Blue Dots mark the "35" settlements referred to by NGO's,
Red areas the land taken by the Bedouin

FACT: There are over 60,000 illegal structures built by Bedouin in the Negev (Ministry of Interior), increasing by 2000 new illegal structures yeary. There are not just 35 illegally built villages on state owned land, this illegal building covers an area of over 800,000 dunam (200,00 acres) and is established in over 2000 residential clusters (towns, villages, hamlets, hilltops & outposts).

How do these NGO’s continue to try to hide the facts when modern means of verification are so accessible? Do they really believe Israelis are that gullible? But she continued to wax poetic, citing folklore rather than history, and claiming that most of these illegal villages were set up before the establishment of the State. Even worse, with their savvy help, the Bedouin of the Negev have been able to successfully petition the UN for status as indigenous people. Even though there are Bedouin throughout the Middle East, the only place the UN has bestowed indigenous status on them is in the Negev. Their fallacious argument is simple and clear: the Bedouin were here before the State was established, and thus before the Jews were ever here.

But as much as these NGOs try to frame and fudge the public debate around the Illegal villages of those 20% of Bedouin who have grabbed State land and claim to have ancestral title to it, Regavim hopes for an equitable solution to the problem. Because of growing public awareness, the Government program to overcome the lawlessness in the South is scheduled for renewed discussion.

It is important to understand that overall, Regavim is not opposed to the Government’s plan, and believes that regulating the Bedouin settlement is vital both for the State of Israel and of course for the Bedouin population. However, unfortunately, the current proposal is very problematic. Regavim wants a program that will achieve its goals, one that will be good for the country, good for the land, the environment and good for all the residents of the Negev. To accomplish this, Regavim has developed some amendments to make the program more efficient, and dramatically increase the chance of its success in practice.

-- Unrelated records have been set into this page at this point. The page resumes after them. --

PR #2762, opened 2020-06-17
Support SRV records for service discovery

johanstokking:
#### Summary

Groundwork for #138

#### Changes

Use SRV records as proposed in #138 in `pkg/rpcmiddleware/discovery.DialContext()`

#### Testing

Unit testing and local test environment with production DNS

#### Notes for Reviewers

Let's track usage, documentation and applicable `CHANGELOG.md` additions in #138.

#### Checklist

- [x] Scope: The referenced issue is addressed, there are no unrelated changes.
- [x] Compatibility: The changes are backwards compatible with existing API, storage, configuration and CLI, according to the compatibility commitments in `README.md`. The target branch is set to `master` if the changes are fully compatible with existing API, database, configuration and CLI.
- [ ] Documentation: Relevant documentation is added or updated.
- [ ] Changelog: Significant features, behavior changes, deprecations and fixes are added to `CHANGELOG.md`.
- [x] Commits: Commit messages follow guidelines in `CONTRIBUTING.md`, there are no fixup commits left.

PR #2763, opened 2020-06-17
Support SRV records for service discovery

### LINKED ISSUE #138: Cluster and Service discovery

johanstokking:
#### Summary

Closes #138
Replaces #2762

#### Changes

Use SRV records as proposed in #138 via the `pkg/rpcmiddleware/discovery.WithDialer()` gRPC dial option.

Discovery for non-gRPC services is not implemented yet, but we can do that on a case-by-case basis, and consider doing that in specific client Go modules.

#### Testing

Unit testing and local test environment with production DNS (`_ttn-v3-dcs-grpc._tcp.0.0.0.0.0.0.0.D.E.7.5.D.3.B.0.7.join.thethings.industries`)

#### Checklist


pkg/rpcmiddleware/discover/discover.go
```diff
@@ -77,64 +99,106 @@ func DefaultURL(target string, port int, tls bool) (string, error) {
...
-	return grpc.DialContext(ctx, target, allOpts...)
+
+	return grpc.WithContextDialer(func(ctx context.Context, target string) (net.Conn, error) {
+		var addresses []string
+		if _, _, err := net.SplitHostPort(target); err == nil {
+			addresses = []string{target}
+		} else {
+			if service, ok := ServiceName(role); ok {
+				_, addrs, err := options.dnsResolver.LookupSRV(ctx, service, "tcp", target)
+				if err == nil {
```
htdvisser, line 172: Shouldn't we return lookup errors (other than not found)?

```go
var dnsErr *net.DNSError
if errors.As(err, &dnsErr) {
	if !dnsErr.IsNotFound {
		return nil, err
	}
}
```

johanstokking: 84617e29b

pkg/rpcmiddleware/discover/discover.go
```diff
@@ -21,9 +21,11 @@ import (
 	"net"
 	"strings"
```
htdvisser, line 23: Nit: We don't usually put empty lines between stdlib imports.

johanstokking: `gofumports` does that

PR #2780, opened 2020-06-22
Remove version from hosted documentation path

### LINKED ISSUE #2778: Stop serving versioned documentation
#### Summary

Let's drop the version number from our hosted documentation.

#### Why do we need this ?

- Breaks links
- Bad for SEO
- Bad for search #2588 

Version numbers e.g https://thethingsstack.io/v3.8.4/

Everything at https://thethingsstack.io/...

Yes. @johanstokking to give the ok?

benolayinka:
#### Summary

Closes #2778

#### Changes

- Remove version from docs build path

#### Testing

Run locally

#### Checklist


benolayinka:
> Looks effective.
> 
> Please document in the guidelines that contributors should document the version number if things get added in a new version. This applies to features, API, configuration etc. We didn't need this because we versioned the entire docs.

Do you mean that in the documentation for a new feature, we should also include the version which that feature first appeared in? Like 'new since version x'

benolayinka:
I think there's a redirect at the root of thethingsstack.io which @htdvisser or @KrishnaIyer will need to remove to make this work

.mage/docs.go
```diff
@@ -115,8 +114,7 @@ func (d Docs) Build() (err error) {
 	if err != nil {
 		return err
 	}
-	url.Path = path.Join(url.Path, currentVersion)
-	destination := path.Join("public", currentVersion)
+	destination := "public"
 	defer func() {
 		genErr := d.generateRedirect()
```
htdvisser, line 119: @benolayinka this is that root redirect

johanstokking:
> Do you mean that in the documentation for a new feature, we should also include the version which that feature first appeared in? Like 'new since version x'

Yes

benolayinka:
> > Do you mean that in the documentation for a new feature, we should also include the version which that feature first appeared in? Like 'new since version x'
> 
> Yes. For documentation that targets `master`, that's the next patch bump, for documentation targeting `develop` that's the next minor bump.
> 
> For documentation in PRs (or changes in the making) that are open while we tag a new release, the author should bump the version.
> 
> I think the above is useful to have in our documentation guidelines.

Sounds good but where should we put it? We could make a [Front Matter](https://gohugo.io/content-management/front-matter/) field and use that to generate "New since" indicators? @htdvisser

johanstokking:
I think it should become inline in the content, but we can make a shortcode for this.

htdvisser:
That might work if it applies to the entire document, but often something just applies to a small part, perhaps a config option, a CLI flag, a field in our API (we'd also have to annotate that BTW).

Let's start with a shortcode `{{< since-version "3.9" >}}` that generates a badge/tag or something.

Later we can figure out how we can do this with generated docs (such as the API docs)

htdvisser:
Haha @johanstokking jinx

benolayinka:
Added a `{{< new-in-version >}}` shortcode which displays at 60% font size middle-aligned. @pierrephz any better styling suggestions?

Screenshot 2020-06-25 at 14 02 29

DEVELOPMENT.md
```diff
@@ -324,6 +324,7 @@ We use [`revive`](http://github.com/mgechev/revive) to lint Go code and [`eslint
 
 Please respect the following guidelines for content in our documentation site. A copy and paste template for creating new documentation can be found [here](doc/content/example-template).
 
+- Use the `{{< new-in-version >}}` shortcode to tag documentation for features added in a particular version. For documentation that targets `master`, that's the next patch bump, e.g `3.8.x`. For documentation targeting `develop` that's the next minor bump, e.g `3.x`.
```
johanstokking, line 327: Insert an example version, on how the shortcode is used

```suggestion
- Use the `{{< new-in-version "3.8.5" >}}` shortcode to tag documentation for features added in a particular version. For documentation that targets `master`, that's the next patch bump, e.g `3.8.x`. For documentation targeting `develop` that's the next minor bump, e.g `3.x.0`.
```

doc/content/example-template/_index.md
```diff
@@ -18,6 +18,16 @@ Use a requirements subheading to list requirements/prerequisites.
 1. Requirement 1
 2. Requirement 2
 
+## New Features {{< new-in-version "3.8.5">}}
+
+Use the {{< new-in-version >}} shortcode to tag documentation for features added in a particular version of {{% tts %}}. For documentation that targets `master`, that's the next patch bump, e.g `3.8.x`. For documentation targeting `develop` that's the next minor bump, e.g `3.x`. Check the CHANGELOG for the current version.
```
johanstokking, line 23:
```suggestion
Use the `{{< new-in-version "3.8.5" >}}` shortcode to tag documentation for features added in a particular version of {{% tts %}}. For documentation that targets `master`, that's the next patch bump, e.g `3.8.x`. For documentation targeting `develop` that's the next minor bump, e.g `3.x.0`. Check `tools/bin/mage version:current` for the current version.
```

.mage/docs.go
htdvisser: So if you remove the versions, you can also remove the root recdirect.

pierrephz:
> Added a `{{< new-in-version >}}` shortcode which displays at 60% font size middle-aligned. @pierrephz any better styling suggestions?

@benolayinka, Looks like 60% works, but I would suggest to display it as a superscript and use our red (#F9595A)

image

.mage/docs.go
```diff
@@ -115,34 +108,10 @@ func (d Docs) Build() (err error) {
...
-	url.Path = path.Join(url.Path, currentVersion)
-	destination := path.Join("public", currentVersion)
-	defer func() {
-		genErr := d.generateRedirect()
-		if err == nil {
-			err = genErr
-		}
-	}()
+	destination := "public"
 	return execHugo("-b", url.String(), "-d", destination, "--environment", "gh-pages")
```
htdvisser, line 112: This is the only place where `destination` is used, so no need to have it as a variable anymore.

PR #2792, opened 2020-06-25
Improve form field labels

### LINKED ISSUE #1383: Fix required field styling
#### Summary

Screenshot 2019-09-25 at 16 43 41

Related commit: https://github.com/TheThingsNetwork/lorawan-stack/commit/182bd49159dcff229f6bd22dbc9b6ddf597dfe73

#### Steps to Reproduce

1. Open any form with required fields
2. See the required indicator being misaligned

#### What do you see now?

Screenshot 2019-09-25 at 16 43 41

Screenshot 2019-09-25 at 16 46 45

No

kschiffer:
#### Summary
This quickfix PR will introduce various improvements to the field labels in our forms.

Closes #1383

#### Changes
- Use  the `::after` selector to render the "required dot"
  - This will keep the inner HTML of the label clean and enable easier selection via `cy.findByLabelText()`
- Fix a display problem that made the required dot rendered too high (in horizontal layout)
- Use proper `id` attribute for the `<input />`'s and corresponding `for` attribute for labels
- Make sure checkbox/radio group are using and passing down the `name` attribute

#### Testing

Checked in storybook

##### Regressions

Might cause log errors for invalid IDs and/or `for` attributes

#### Notes for Reviewers
This is mostly for #2764 with some other small things added while being at it.

#### Checklist

### DIFF
--- a/pkg/webui/components/checkbox/checkbox.js
+++ b/pkg/webui/components/checkbox/checkbox.js
@@ -135,12 +135,14 @@ class Checkbox extends React.PureComponent {
       checkboxProps.onFocus = this.context.onFocus
       checkboxProps.disabled = disabled || this.context.disabled
       checkboxProps.checked = this.context.getValue(name)
+      checkboxProps.id = `${this.context.name}-${name}`
       groupCls = this.context.className
     } else {
       checkboxProps.onBlur = onBlur
       checkboxProps.onFocus = onFocus
       checkboxProps.disabled = disabled
       checkboxProps.checked = checked
+      checkboxProps.id = name
     }
 
     const cls = classnames(className, style.wrapper, groupCls, {
@@ -149,7 +151,7 @@ class Checkbox extends React.PureComponent {
     })
 
     return (
-      <label className={cls}>
+      <label className={cls} htmlFor={checkboxProps.id}>
         <span className={style.checkbox}>
           <input
             type="checkbox"
--- a/pkg/webui/components/radio-button/radio.js
+++ b/pkg/webui/components/radio-button/radio.js
@@ -19,6 +19,7 @@ import classnames from 'classnames'
 import Message from '@ttn-lw/lib/components/message'
 
 import PropTypes from '@ttn-lw/lib/prop-types'
+import stringToHash from '@ttn-lw/lib/string-to-hash'
 
 import { RadioGroupContext } from './group'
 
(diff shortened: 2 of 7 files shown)


pkg/webui/components/checkbox/checkbox.js
```diff
@@ -135,12 +135,14 @@ class Checkbox extends React.PureComponent {
...
       checkboxProps.disabled = disabled || this.context.disabled
       checkboxProps.checked = this.context.getValue(name)
+      checkboxProps.id = `${this.context.name}-${name}`
       groupCls = this.context.className
     } else {
       checkboxProps.onBlur = onBlur
       checkboxProps.onFocus = onFocus
       checkboxProps.disabled = disabled
       checkboxProps.checked = checked
+      checkboxProps.id = `${name}`
```
bafonins, line 145:
```suggestion
      checkboxProps.id = name
```

pkg/webui/components/radio-button/radio.js
```diff
@@ -107,20 +108,22 @@ class RadioButton extends React.PureComponent {
...
+      radioProps.id = `${name}-${stringToHash(value)}`
     }
 
     const cls = classnames(className, style.wrapper, groupCls, {
       [style.disabled]: radioProps.disabled,
     })
 
     return (
-      <label className={cls}>
+      <label className={cls} htmlFor={radioProps.id}>
```
bafonins, line 126: this shouldnt be necessary as `<input />` is wrapped by `<label />`

pkg/webui/components/radio-button/radio.js
```diff
@@ -107,20 +108,22 @@ class RadioButton extends React.PureComponent {
       radioProps.name = this.context.name
       radioProps.disabled = disabled || this.context.disabled
       radioProps.checked = value === this.context.value
+      radioProps.id = `${this.context.name}-${stringToHash(value)}`
```
bafonins, line 111: Why `stringToHash` ?

kschiffer: In order to make the ID unique, I use a combination of the name and value. However, the value could be an arbitrary string like `Example Value`, which would break the ID, so I use the hash instead.

pkg/webui/components/radio-button/radio.js
kschiffer: I know, but it also doesn't hurt and I wanted it to be consistent with the checkbox. Please unresolve this, if you disagree.

pkg/webui/components/radio-button/radio.js
bafonins: There a couple things to that:

1. I cannot imagine a use case in the console/oauth apps where one might need to define `Example Value` as the value. We dont use native form submission and do not allow the users to use the console/oauth without js, hence we can always transform the value and adjust the result accordingly.
2. In general it doesnt look right to use `Example Value` as the value for a radio button (imho)
3. `{name}-123123123123` is just noise in the dom and I personally check dom elements when adding features (imho)
4. `stringToHash` is just some function most probably copied from the internet without any references and I dont really feel to examine it carefully to argue about its collision probability
5. There is no reason to add the id attribute in the first place as `<input />` is wrapped within the `<label />` tag which implicitly associates those two elements.
6. You can always check and remove whitespaces via small utility function within the component, there no reason to add a separate dependency for a radio button. The less dependencies our core components have, the better.

kschiffer:
#2816

johanstokking:
@kschiffer please delete branch when no longer necessary

Issue #2694, opened 2020-06-10
Improve handling stack component addresses in the Console


bafonins:
#### Summary

Currently, the UI for setting stack component addresses can be ambiguous to novice users.

#### Why do we need this?

Hide specifics under default options such that new users do not have to deal with ttn stack specifics.

#### What is already there? What do you see now?

1. Usage of `{component} Server address`
2. Application link, device general settings, gateway creation, gateway general settings - requires the users to specify stack component addresses

#### What is missing? What do you want to see?

1. Use `{component} server host` instead of  `{component} server address` as we require the users to specify only host names and not full addresses.
2. Hide input fields under a checkbox with title `Use default {component} Server host` which is initially checked. Reveal the input and allow the user to specify custom host only when the checkbox is unchecked.

#### Environment

v3.8.3

#### How do you propose to implement this?

Extend validation schema to process checkbox values.
Conditionally render text inputs on checkbox value changes

#### How do you propose to test this?

Setup application link, create gateway, edit gateway, edit end device, create end device

#### Can you do this yourself and submit a Pull Request?

yes

bafonins:
Blocked on https://github.com/TheThingsNetwork/lorawan-stack/issues/2813

kschiffer:
#3522 includes a fix for the end device registration process and the same behavior can be used for the general settings as well. The updated gateway registration will likely use the same mechanic, but this is still in planning.

I'll remove the `blocked` and `needs/ux` labels, since this is now actionable as part of #3522 at least for end devices.

johanstokking:
@bafonins what is the status here?

bafonins:
@johanstokking See my [comment](https://github.com/TheThingsNetwork/lorawan-stack/issues/3522#issuecomment-788715945) regarding JS address handling in DR form

kschiffer:
See also #3947

bafonins:
Blocked on https://github.com/TheThingsNetwork/lorawan-stack/issues/3947

PR #2801, opened 2020-06-25
Improve handling stack component addresses in the Console

bafonins:
#### Summary

Closes https://github.com/TheThingsNetwork/lorawan-stack/issues/2694

<details>

Device add:
Screenshot 2020-06-30 at 15 36 12
Screenshot 2020-06-30 at 15 36 17
Screenshot 2020-06-30 at 15 36 22
Screenshot 2020-06-30 at 15 36 30

Device general settings:

Screenshot 2020-07-02 at 16 26 42
Screenshot 2020-07-02 at 16 26 50

</details>

#### Changes

- Ignore `409` error when fetching applications stats when `link` data is present.
- Add `Use default component addresses` to the device wizard and general settings.

#### Testing

create/edit end device. Did the same with ns/as/js disabled.

##### Regressions

end device forms

#### Notes for Reviewers

Ignoring `409` errors when fetching app link allows the user to see the `link` data, otherwise it is not shown (happens prior to this PR)

@laurensslats your feedback is required as well

#### Checklist


kschiffer:
Regarding the stack component hosts, it's not quite what I had in mind. With this solution, there is still quite some potential confusion for the user, since he/she has to make several unclear decisions per stack component (and whether to use an external JS).

What I think is better is to hide the whole set of stack component configs behind a single checkbox that says `Use default component hosts`, which is enabled by default. When unchecked, the inputs for the individual components appear.

This way we can reassure the user that it is likely that no change is required without confronting/confusing them with the exact inputs that would be required. The checkbox per component input is not necessary, since the prefilled value already communicates that this is a suggested default.

Rest LGTM.

bafonins:
cc @johanstokking @laurensslats

johanstokking:
I tend to agree with @kschiffer; you either go with an all-defaults "I don't care" option that's enabled by default, or you have advanced options where you enter the addresses (and the defaults are filled in).

> * Change `{component} Server address` ti `{component} Server host`.

Strictly speaking it is an address; we do allow ports here.

bafonins:
Updated descriptions and fixed component address handling in device wizard

kschiffer:
I suggest putting this PR on hold until we have a [clear strategy for our form UX](#2813). I'm afraid that if we continue adding things right now, we could end up with a lot of patchwork that will not ultimately improve the UX as a whole. 

**Please** understand this is not against the implementation itself or to slow things down unnecessarily. I'm only trying to protect you from doing obsolete changes resulting from half-baked reviews resulting from the ongoing work on #2813. The whole form UX is a sensitive matter that needs careful consideration. I think this PR has some things that we want to add eventually but also others about which I will have to do some research about.

I will put priority to come up with solutions so we can continue here.

johanstokking:
@kschiffer we need to keep working in small iterations. This PR can only wait for #2813 if that doesn't take too long. There are useful changes here as requested from users and customers, and they care little about defining a holistic view around form UX.

For example, how can this PR be tweaked to address #2813 already?

kschiffer:
I understand and I'm struggling with that as well.

> they care little about defining a holistic view around form UX.

Certainly not about defining it but about implementing it. We saw many complaints ultimately resulting from a lack of just that. I believe we need to address this in a more organized way.

> For example, how can this PR be tweaked to address [#2813](https://github.com/TheThingsNetwork/lorawan-stack/issues/2813) already?

I initially wrote these down:
1.  We should use the same `Use default component addresses`-logic for the end device general settings
2.  I would suggest to remove the checkbox / input combination for component address fields and use a field with default value instead (like we did before). I understand why you added it this way but if we use this we'll end up with a redundant second level of protection.
3.  In a separate issue / PR, we need to look into reorganizing the various component address fields into an `Advanced settings` section (just like #2815)

With these changes, it should hopefully be sustainable enough.

bafonins:
Updated PR description.

I think this discussion clearly shows that our development processes are broken.

I still dont understand what was wrong with the initial implementation, imo it addressed all the issues novice users might have when dealing with component address fields. Anyway, I applied requested changes and Im strongly against merging this.
1. It looks much worse (especially the general settings page) than it is right now
2. It adds quite some complexity to the general settings page and I dont want to maintain this
3. It introduces inconsistencies regarding component address handling in the Console.

kschiffer:
> I still dont understand what was wrong with the initial implementation, imo it addressed all the issues novice users might have when dealing with component address fields.

Let me reiterate my standpoint: we cannot continue regarding individual UX issues in isolation. If we do that we will introduce patch-work solutions that might all make sense on their own but break the UX overall. I strongly believe that if we want to solve issues like these we need to zoom out and regard the user process as a whole, which is what I am currently working on.

For example, in this PR we hide stack components addresses behind a checkbox (grouped or individually). When investigating the user story for creating entities, however, it becomes apparent that:

*   Stack component addresses can be removed from some creation forms (#2806)
*   Stack component addresses can be put into an `Advanced settings` section instead

This is the reason why I initially suggested halting this PR until we have a better picture of where we need to go with our forms. I also believe in an iterative process but I am against following it blindly, especially when we are trying to improve functionality that is not broken per se but can just be done better.

> Anyway, I applied requested changes and Im strongly against merging this.

I ultimately agree for the reasons stated above. If we really need to make a change now that at least addresses the issue of confusing novice users with component addresses, we can merge it like this.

However, even taking into account our new government's effort to refine and improve the program, the basic problem remains. The public both here in Israel and in the court of world opinion must be made aware of the actual facts on the ground as seen by Avri Gilad and understand the urgency for a fair and implementable program, and not just a giveaway of our National Lands. Otherwise, Israel will continue to be painted as the perennial bad guy - the conqueror and the oppressor! This image is successfully perpetuated due in large part to the efforts of the radical left, European government funded NGO’s that have trained the Bedouin in the “accept our position or nothing” strategy and have extensively misled the public using falsifications and mistruths.